The train is moving and yet so many of us
try to be neutral about it. The temptation is to want to run and hide. Or it is
to throw up our hands in disgust and honestly want no part of it. Yet either
way we are missing our calling and we are missing the point.
The world is redeemable, slowly, surely – compassionately,
sacrificially, courageously, kindly – by you and by me: one-on-one, one day at
a time. If the world is indeed in a mess, it did not get that way overnight. It
certainly was not created that way. And it did not just happen. It took a very
long time for God's good creation to become as it is. And it is the way it is
not because too many were too cruel to one another. It happened because too
many turned their backs.
Holocausts don't just happen. Neither do wars.

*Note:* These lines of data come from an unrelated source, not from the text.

PR #765, opened 2024-10-28
STUD-146: Update transactions tab to include wallet and user transactions

escobarjonatan:
https://github.com/user-attachments/assets/19dbe616-6a74-483b-bf11-648e6f18f543


apps/studio/src/pages/home/wallet/transactions/Transaction.tsx
dmkirshon, line 1: Can this one be renamed to `SingleTransaction` or something similar to get a little difference from the `Transactions`. `Transactions` can be changed instead or as well. Just very similar in name.

packages/utils/src/lib/crypto.ts
```diff
@@ -89,6 +89,10 @@ export const convertNewmiesToNewm = (newmies: number): number => {
   return newmies / LOVELACE_CONVERSION;
 };
 
+export const convertAdaiesToAda = (adaies: number): number => {
+  return adaies / LOVELACE_CONVERSION;
+};
+
```
dmkirshon: I think at this level it is a `convertLovelaceToAda`, is it not? I see the pattern though :+1:

apps/studio/src/pages/home/wallet/transactions/Transactions.tsx
dmkirshon, line 1: Just to see if I understand the business logic. The wallet transactions initially displayed will be all the earnings that have been claimed via the connected wallet + First 25 Minted song. Each scroll to the end of the transaction display list will fetch the next 25 descending sorted Minted songs and combine it into the sorted claimed+minted date list. Is this correct?

Don't need to pursue this Just a bit of an edge case and UX design, I'm sure this will be fine for now with the minimal minting and claiming. What happens when there are previous earning claims and then more than 25 new songs minted since those earnings have been claimed. Would some of the next offset fetched minted songs interlace into the already displayed claimed earnings dates?

dmkirshon (commented):
Still want to see if I can load some of the transactions through my account, currently seeing none. Otherwise changes look good, few comments.

apps/studio/src/pages/home/wallet/transactions/Transaction.tsx
escobarjonatan: Sure thing, fixed in the next push

packages/utils/src/lib/crypto.ts
escobarjonatan: yes, however newm/newmies & lovelace/ada. i wanted to keep it in that pattern. I think I'm going to stick to that unless you feel strongly about the lovelace

apps/studio/src/pages/home/wallet/transactions/Transactions.tsx
escobarjonatan: The logic is correct as you have described it.
In the edge case you have described if I understood it correctly it will:
First, fetch all of the claimed earnings, say 20. It will also fetch the first 25 artist songs... wherever the first 25 songs land in date order combined with the claims is where they will display. If first 25 are all newer than the earnings, it will display those and as the user scrolls down it will arrange them where they belong. I think this will be ok for now until we revisit the pagination for our earning claims :)

packages/utils/src/lib/crypto.ts
scandycuz: I'd have to agree that we should refer to the smaller ADA denomination as "lovelaces", since "lovelaces" are the official term.

scandycuz (approved):
LGTM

They are the result both of deliberate cruelty and deliberate lack of
compassion, sacrifice, courage and kindness. Bad times and bad deeds are always
evident. Sin and selfishness are almost always evident. They become worse when
good people do nothing.
We are on that moving train and we always have a
choice about what we are going to do. Neutrality is not an option. Not to
decide is to decide. It is what we decide to do that is ultimately important.
We can add to the cruelty by doing nothing or we can be part of its removal, be
part of the problem or part of the solution. No, not can: are. We are
one or the other. We have a choice about which part but not about being a part.
We're on the moving train. There is only one gear,
straight ahead. And there are no brakes, no turning back and no escape. How are
we responding?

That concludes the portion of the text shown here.